Path record contains (null) name for file descriptor operation

[cgzones]

System: Debian sid
Kernel: Linux hostname 5.19.0-1-amd64 #1 SMP PREEMPT_DYNAMIC Debian 5.19.6-1 (2022-09-01) x86_64 GNU/Linux
Auditd: 3.0.9

Triggering a SELinux denial on a file descriptor operation (e.g. fchmod(2)) creates an audit record path field with a name of (null), which probably was formatted to a string from a NULL pointer by glibc.

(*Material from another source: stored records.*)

PR #480, opened 2021-12-07
feat: Added goBack action that defaults to root when there is no history

fzavalia:


fzavalia:
@cazala I tried to implement how it is done in the builder, but there is a flaw with that one because it only works when you open a page and there is no back history, yet if you navigate and then go back until you have no more back history left, the back button will do nothing. It does not happen with this implementation. (We should update the builder too, even abstract this to dapps would be a nice idea)

cazala (approved):

PR #483, opened 2021-12-13
feat: Settings page layout

fzavalia:
Page layout for settings.
Is not connected to anything, just allows a cover image to be picked and inputs to be changed, all done locally.
Will connect when there is somewhere to upload the store settings

image

image


webapp/src/modules/translation/locales/en.json
```diff
@@ -121,6 +121,19 @@
...
+    "see_store_as_guest": "See store as guest",
+    "store_cover": "Store cover",
+    "description": "Description",
+    "website": "Website",
+    "facebook": "Facebook",
+    "twitter": "Twitter",
+    "discord": "Discord",
+    "save": "Save",
+    "revert": "Revert",
+    "add_cover_picture": "Click here to add a cover picture"
```
cazala, line 135: these are missing in the other locales

fzavalia: you are right!

fzavalia: done 😁

cazala (approved):

PR #485, opened 2021-12-15
feat: added support for bids on polygon

### LINKED ISSUE #476: Support Bids in polygon

cazala:
Closes #476


webapp/src/modules/vendor/decentraland/BidService.ts
```diff
@@ -41,72 +42,81 @@ export class BidService
...
 
-    if (fingerprint) {
-      return bids.methods
-        .placeBid(
-          Address.fromString(nft.contractAddress),
-          nft.tokenId,
-          priceInWei,
-          expiresIn,
-          fingerprint
+    console.log(priceInWei, priceInWei.toString())
```
fzavalia, line 52: Remove log

webapp/src/modules/vendor/decentraland/BidService.ts
```diff
@@ -41,72 +42,81 @@ export class BidService
...
-        .send({ from })
-        .getTxHash()
-    } else {
-      return bids.methods
-        .placeBid(
-          Address.fromString(nft.contractAddress),
-          nft.tokenId,
-          priceInWei,
-          expiresIn
+        return sendTransaction(contract, bids =>
```
fzavalia, line 84: Why bids instead of bid like on ethereum?

webapp/src/modules/vendor/decentraland/BidService.ts
```diff
@@ -41,72 +42,81 @@ export class BidService
...
-      return bids.methods
-        .placeBid(
-          Address.fromString(nft.contractAddress),
-          nft.tokenId,
-          priceInWei,
-          expiresIn,
-          fingerprint
+    console.log(priceInWei, priceInWei.toString())
+
+    switch (nft.network) {
```
fzavalia, line 54: Maybe it would be nice to have tests for the place function. At least to see that the function goes to the correct place depending on the nft.

webapp/src/modules/vendor/decentraland/BidService.ts
cazala: i started calling it `bid`, then i coded the `cancel` method, which receives a `bid: Bid` object, so I could not use that name. But it's true that they should not be all named different, I would rather call the contract `bids` in all places to avoid the name collision.

fzavalia (approved):
LGTM ✅

PR #486, opened 2021-12-16
feat: Save store settings changes locally

fzavalia:
+ Add `viewAsGuest` query param to see your store as a visitor
+ Update dcl schemas to the version with Store type
+ Revert button reverts store settings when changes have been made

More functionality will be added to this once the entity can be queried.


webapp/src/components/StoreSettings/StoreSettings.container.ts
```diff
@@ -0,0 +1,32 @@
...
+import StoreSettings from './StoreSettings'
+import { getLocalStore } from '../../modules/store/selectors'
+import { Dispatch } from 'redux'
+import { Store } from '../../modules/store/types'
+import { revertLocalStore, updateLocalStore } from '../../modules/store/actions'
+import { getEmptyLocalStore } from '../../modules/store/utils'
+
+const mapState = (state: RootState): MapStateProps => {
+  const address = getAddress(state)
+  const baseStore = getEmptyLocalStore()
```
fzavalia, line 14: This will change once we have the store entity and will use that as base and the empty when there is none

webapp/src/modules/store/reducer.ts
```diff
@@ -0,0 +1,39 @@
+import {
+  RevertLocalStoreAction,
+  REVERT_LOCAL_STORE,
+  UpdateLocalStoreAction,
+  UPDATE_LOCAL_STORE
+} from './actions'
+import { Store } from './types'
+import { getEmptyLocalStore } from './utils'
+
+export type StoreState = {
```
fzavalia, line 10: This will be extended with the common data, loading, error props all other modules have once the Store entity is integrated. (I wanted to keep the PR simple)

webapp/src/modules/store/types.ts
```diff
@@ -0,0 +1,9 @@
+export type Store = {
```
fzavalia, line 1: Intermediate type to work with in the UI without depending on the one from dcl schemas

webapp/package.json
```diff
@@ -2,7 +2,7 @@
   "name": "marketplace-ui",
   "version": "0.4.0",
   "dependencies": {
-    "@dcl/schemas": "^2.2.0",
+    "@dcl/schemas": "^2.2.2",
```
fzavalia, line 5: For this PR this bump is unnecessary, I can revert it but this version will be used shortly

cazala (approved):

PR #498, opened 2021-12-24
feat: Sales page in My Store

fzavalia:
This PR adds

- Sales page
- Whole Sales module
- AccountMetrics to the account module with sagas and reducers to handle fetching these metrics from the nft server

image


webapp/src/components/OnSaleList/AssetCell/AssetCell.tsx
```diff
@@ -0,0 +1,46 @@
...
+      subtitle = t('global.parcel_count', {
+        count: asset.data.estate!.parcels.length
+      })
+      break
+    case NFTCategory.PARCEL:
+      const { x, y } = asset.data.parcel!
+      subtitle = `${x},${y}`
+  }
+
+  const link = asset.itemId
```
cazala, line 25: Oops, polygon assets always have `itemId` (both items and nfts) so this will always produce links to items. It should be `asset.tokenId ? ...` instead.

cazala (changes requested):

cazala:
I noticed that the mobile view of the sales page has a strange layout: 

Screen Shot 2021-12-27 at 16 53 45

We could do something more like the transaction history:

Screen Shot 2021-12-27 at 16 52 40
7/147504117-e066ee11-ed05-4492-a62a-51325b0afc94.png">

I notice that is also the case with the On Sale page so i think we can just add a ticket to go over the newly added pages and make them more responsive if needed, no need to do it on this PR 👍

webapp/src/components/OnSaleList/AssetCell/AssetCell.tsx
fzavalia: Sure! thanks for the catch

cazala (approved):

1. If there is no path (its value is a NULL pointer) shouldn't the whole field be skipped?
2. Shouldn't it be possible to lookup the path for file descriptor operations within the kernel, since it is exported by reading the symlink target of /proc/<PID>/fd/<FD>?

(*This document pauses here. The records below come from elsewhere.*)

PR #502, opened 2021-12-27
feat: Update and View Store entities from the catalysts

fzavalia:
Also add the identity module to sign deployments.
A modal to show that you are exiting decentraland and to be careful with the link.
Link validations as well as only setting handles and ids instead of full links.

### DIFF
--- a/webapp/package.json
+++ b/webapp/package.json
@@ -8,6 +8,7 @@
     "classnames": "^2.3.1",
     "connected-react-router": "^6.9.1",
     "date-fns": "^2.23.0",
+    "dcl-catalyst-client": "^5.1.1",
     "decentraland-dapps": "^12.33.2",
     "decentraland-transactions": "^1.29.1",
     "decentraland-ui": "^3.15.0",
--- a/webapp/package.json
+++ b/webapp/package.json
@@ -9,6 +9,8 @@
     "connected-react-router": "^6.9.1",
     "date-fns": "^2.23.0",
     "dcl-catalyst-client": "^5.1.1",
+    "dcl-catalyst-commons": "^4.0.1",
+    "dcl-crypto": "^2.2.0",
     "decentraland-dapps": "^12.33.2",
     "decentraland-transactions": "^1.29.1",
     "decentraland-ui": "^3.15.0",
--- a/webapp/src/components/StoreSettings/StoreSettings.container.ts
+++ b/webapp/src/components/StoreSettings/StoreSettings.container.ts
@@ -5,29 +5,39 @@ import { MapStateProps, MapDispatchProps } from './StoreSettings.types'
 import StoreSettings from './StoreSettings'
 import {
   getData as getStoresByOwner,
-  getLocalStore
+  getLocalStore,
+  getLoading as getStoreLoading
 } from '../../modules/store/selectors'
 import { Dispatch } from 'redux'
 import { Store } from '../../modules/store/types'
 import {
   fetchStoreRequest,
+  FETCH_STORE_REQUEST,
   revertLocalStore,
   updateLocalStore,
-  updateStoreRequest
+  updateStoreRequest,
+  UPDATE_STORE_REQUEST
 } from '../../modules/store/actions'
 import { getEmptyLocalStore } from '../../modules/store/utils'
+import { isLoadingType } from 'decentraland-dapps/dist/modules/loading/selectors'
 
 const mapState = (state: RootState): MapStateProps => {
   const address = getAddress(state)!
-  const baseStore = getStoresByOwner(state)[address!] || getEmptyLocalStore()
-  const store =
-    getLocalStore(state) || getStoresByOwner(state)[address!] || baseStore
+  const savedStore = getStoresByOwner(state)[address!]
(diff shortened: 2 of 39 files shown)


webapp/src/modules/store/sagas.ts
```diff
@@ -0,0 +1,109 @@
...
+        const response: Response = yield fetch(store.cover)
+        const arrayBuffer: Blob = yield response.arrayBuffer()
+        files.set(`cover/${store.coverName}`, Buffer.from(arrayBuffer))
+      }
+
+      const optionsWithFiles: BuildEntityOptions = { ...baseOptions, files }
+
+      entity = yield client.buildEntity(optionsWithFiles)
+    } else {
+      entity = yield client.buildEntityWithoutNewFiles(baseOptions)
```
cazala, line 63: should we wrap these `yield`s with a `call` for testability?

fzavalia: Yeah, I'll be adding tests now and that would be helpful

webapp/package.json
```diff
@@ -8,6 +8,9 @@
     "classnames": "^2.3.1",
     "connected-react-router": "^6.9.1",
     "date-fns": "^2.23.0",
+    "dcl-catalyst-client": "^5.1.1",
+    "dcl-catalyst-commons": "^4.0.1",
+    "dcl-crypto": "^2.2.0",
```
fzavalia, line 13: Using the same catalyst client version as the builder. The latest one had some issues when importing as, beside targeting ec2020 which is currently not supported by us at the moment. It had some node specific imports not supported by the web. I think that issue has been addressed, but lets keep this version of the client so we don't need to update o do any workarounds on the React app

webapp/src/components/StoreSettings/StoreSettings.container.ts
```diff
@@ -1,31 +1,55 @@
...
 const mapState = (state: RootState): MapStateProps => {
-  const address = getAddress(state)
-  const baseStore = getEmptyLocalStore()
-  const store = getLocalStore(state) || baseStore
+  const address = getAddress(state)!
+  const savedStore = getStoresByOwner(state)[address!]
+  const emptyStore = getEmptyStore()
+  const localStore = getLocalStore(state)
+  const baseStore = savedStore || emptyStore
+  const store = localStore || savedStore || baseStore
```
cazala, line 31: this can be `localStore || baseStore`

webapp/src/modules/identity/sagas.ts
```diff
@@ -0,0 +1,52 @@
...
+
+export function* identitySaga() {
+  yield takeLatest(GENERATE_IDENTITY_REQUEST, handleGenerateIdentityRequest)
+}
+
+function* handleGenerateIdentityRequest(action: GenerateIdentityRequestAction) {
+  const address = action.payload.address.toLowerCase()
+
+  try {
+    const eth: Eth = yield call(getEth)
```
cazala, line 30: lets change this for `ethers` instead of `web3x`

webapp/src/modules/identity/utils.ts
```diff
@@ -0,0 +1,80 @@
...
+  if (!address) {
+    yield put(connectWalletRequest())
+
+    const { success }: { success: ConnectWalletSuccessAction } = yield race({
+      success: take(CONNECT_WALLET_SUCCESS),
+      failure: take(CONNECT_WALLET_FAILURE)
+    })
+
+    if (success) {
+      return yield call(getIdentity)
```
cazala, line 48: We could do the following to avoid the `unknown` return value
```
const identity: Identity = yield call(getIdentity)
return identity
```

webapp/src/modules/store/utils.ts
```diff
@@ -1,11 +1,182 @@
...
+  pushLink(LinkType.WEBSITE)
+  pushLink(LinkType.FACEBOOK)
+  pushLink(LinkType.TWITTER)
+  pushLink(LinkType.DISCORD)
+
+  const images: StoreEntityMetadata['images'] = []
+
+  if (store.cover && store.coverName) {
+    hasDifferentCover
+      ? images.push({ name: 'cover', file: `cover/${store.coverName}` })
```
cazala, line 90: could this `cover/` be added already to the `store` beforehand instead of using `hasDifferentCover`?

webapp/src/components/StoreSettings/StoreSettings.container.ts
fzavalia: Updated

webapp/src/modules/identity/utils.ts
fzavalia: This solution did not work, ended up adding `Generator<any, AuthIdentity, any>` as type

webapp/src/modules/store/utils.ts
fzavalia: Updated

webapp/src/modules/identity/sagas.ts
fzavalia: I think this could be done in a new PR as web3x is also being used in other places.

cazala (approved):

PR #506, opened 2021-12-29
feat: minor changes

cazala:
This PR adds a few changes:

- The `Get Started` button in the home page takes you to `Collectibles` instead of `Land`
- The `buy` verb was replaced with `mint` for primary sales
- Added the "Recently Sold" sorting option for items and nfts in the `AssetBrowse`  component, also added a `Latest sales` slideshow to the homepage with the recently sold items
- Prevent doing an unnecessary fetch on some sections in My Store


webapp/src/modules/nft/hooks.ts
```diff
@@ -34,54 +31,3 @@ export const useFingerprint = (nft: NFT | null) => {
 
   return [fingerprint, isLoading] as const
 }
-
-export const useComputedPrice = (nft: NFT, order: Order | null) => {
```
cazala, line 38: these utils were used for partners, that's why i got rid of them

webapp/src/modules/translation/locales/es.json
```diff
@@ -311,11 +314,17 @@
     "title": "Comprar {category}",
     "subtitle": "Estás por comprar {name} por {amount}.",
     "not_for_sale": "{name} no esta en venta.",
-    "price_too_high": "Dados los precios de cambio actuales, comprar {category} te costará un {percentageIncrease}% más de su precio normal",
-    "please_wait": "Por favor espere a que los precios se normalicen nuevamente",
-    "actual_price": "El precio arriba es una aproximación, tomando los precios de cambio actuales terminarás pagando al rededor de {computedPrice}",
     "buy": "Comprar",
-    "proceed_anyways": "Proceder",
```
cazala, line 318: all the copies above were only for partners

webapp/src/components/BuyPage/BuyNFTModal/BuyNFTModal.tsx
```diff
@@ -119,39 +109,6 @@ const BuyNFTModal = (props: Props) => {
         }}
       />
     )
-  } else if (isPartner(nft.vendor) && computedPrice) {
```
cazala, line 122: the following block was only for partners, so i removed it

webapp/src/components/BuyPage/MintItemModal/MintItemModal.tsx
```diff
@@ -82,13 +83,31 @@ const BuyItemModal = (props: Props) => {
...
   if (!item.isOnSale) {
-    subtitle = <T id={'buy_page.not_for_sale'} values={{ name }} />
+    subtitle = (
+      <T
+        id={'mint_page.not_for_sale'}
+        values={{
+          name,
+          secondary_market_link: (
+            <Link
+              to={locations.browse({
```
fzavalia, line 93: There is an issue here with the back buttons, I would suggest just dispatching a `goBack` here because if you direct to the item page from here, the back button on the item page will send you here and you will be stuck

fzavalia (approved):
Nice changes!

time->Fri Sep  9 17:09:59 2022
type=PROCTITLE msg=audit(1662736199.136:580): proctitle=2F7573722F6C6F63616C2F62696E2F74657374002F6574632F706173737764
type=PATH msg=audit(1662736199.136:580): item=0 name=(null) inode=917101 dev=fe:01 mode=0100644 ouid=0 ogid=0 rdev=00:00 obj=system_u:object_r:conf_t:s0 nametype=NORMAL cap_fp=0 cap_fi=0 cap_fe=0 cap_fver=0 cap_frootid=0
type=CWD msg=audit(1662736199.136:580): cwd="/home/christian"
type=SYSCALL msg=audit(1662736199.136:580): arch=c000003e syscall=91 success=no exit=-13 a0=3 a1=1a0 a2=0 a3=70495e20e660 items=1 ppid=2340 pid=91666 auid=1000 uid=1000 gid=1000 euid=1000 suid=1000 fsuid=1000 egid=1000 sgid=1000 fsgid=1000 tty=pts6 ses=3 comm="test" exe="/usr/local/bin/test" subj=xuser_u:xuser_r:xuser_t:s0 key=(null)
type=AVC msg=audit(1662736199.136:580): avc:  denied  { setattr } for  pid=91666 comm="test" name="passwd" dev="dm-1" ino=917101 scontext=xuser_u:xuser_r:xuser_t:s0 tcontext=system_u:object_r:conf_t:s0 tclass=file permissive=0

type=PROCTITLE msg=audit(09/09/22 17:09:59.136:580) : proctitle=/usr/local/bin/test /etc/passwd 
type=PATH msg=audit(09/09/22 17:09:59.136:580) : item=0 name=(null) inode=917101 dev=fe:01 mode=file,644 ouid=root ogid=root rdev=00:00 obj=system_u:object_r:conf_t:s0 nametype=NORMAL cap_fp=none cap_fi=none cap_fe=0 cap_fver=0 cap_frootid=0 
type=CWD msg=audit(09/09/22 17:09:59.136:580) : cwd=/home/christian 
type=SYSCALL msg=audit(09/09/22 17:09:59.136:580) : arch=x86_64 syscall=fchmod success=no exit=EACCES(Permission denied) a0=0x3 a1=0640 a2=0x0 a3=0x70495e20e660 items=1 ppid=2340 pid=91666 auid=christian uid=christian gid=christian euid=christian suid=christian fsuid=christian egid=christian sgid=christian fsgid=christian tty=pts6 ses=3 comm=test exe=/usr/local/bin/test subj=xuser_u:xuser_r:xuser_t:s0 key=(null) 
type=AVC msg=audit(09/09/22 17:09:59.136:580) : avc:  denied  { setattr } for  pid=91666 comm=test name=passwd dev="dm-1" ino=917101 scontext=xuser_u:xuser_r:xuser_t:s0 tcontext=system_u:object_r:conf_t:s0 tclass=file permissive=0

[stevegrubb]

This would be a kernel issue and not userspace. I tried to transfer it, but I don't have write permission with audit-kernel.

[cgzones]

Closing in favor of linux-audit/audit-kernel#140.